Directions: Write out the lines of the records from the one containing "the current time." to the very last, keeping each exactly as it is.

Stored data
PR #2252, opened 2025-04-24
V4 NOW variable updates

tombaeyens:
Wait for this PR to be merged first as it branches of that branch: https://github.com/sodadata/soda-core/pull/2248

It's only the last 3 commits that should be reviewed.  Other commits have already been merged to v4.

### DIFF
--- a/.env_example
+++ b/.env_example
@@ -7,3 +7,18 @@ SODA_CLOUD_HOST=dev.sodadata.io
 #   2) Test if you have permissions. By default it should.  If not, ask around.
 SODA_CLOUD_API_KEY_ID=
 SODA_CLOUD_API_KEY_SECRET=
+
+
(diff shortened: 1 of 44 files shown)


tombaeyens:
@m1n0 After our discussion, made the following updates:

* Mocked the time.  I created a CurrentTime class for this.  Turns out that datetime.now is based on C and therefore normal mocking doesnt work.  It's either a 17K lib or 50 lines of code in our own lib.  Opted for the 50 lines of code.  In the main code we now need to use `CurrentTime.now()` instead of datetime.now() to get the current time.

* Stopped leaking the resolved and soda variables into ContractImpl

* Added ContractYaml.data_timestamp and used that to pass over ContractImpl to Soda Cloud

* Checked the timestamp format of NOW variables.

Exercise answer:
* Mocked the time.  I created a CurrentTime class for this.  Turns out that datetime.now is based on C and therefore normal mocking doesnt work.  It's either a 17K lib or 50 lines of code in our own lib.  Opted for the 50 lines of code.  In the main code we now need to use `CurrentTime.now()` instead of datetime.now() to get the current time.

* Stopped leaking the resolved and soda variables into ContractImpl

* Added ContractYaml.data_timestamp and used that to pass over ContractImpl to Soda Cloud

* Checked the timestamp format of NOW variables.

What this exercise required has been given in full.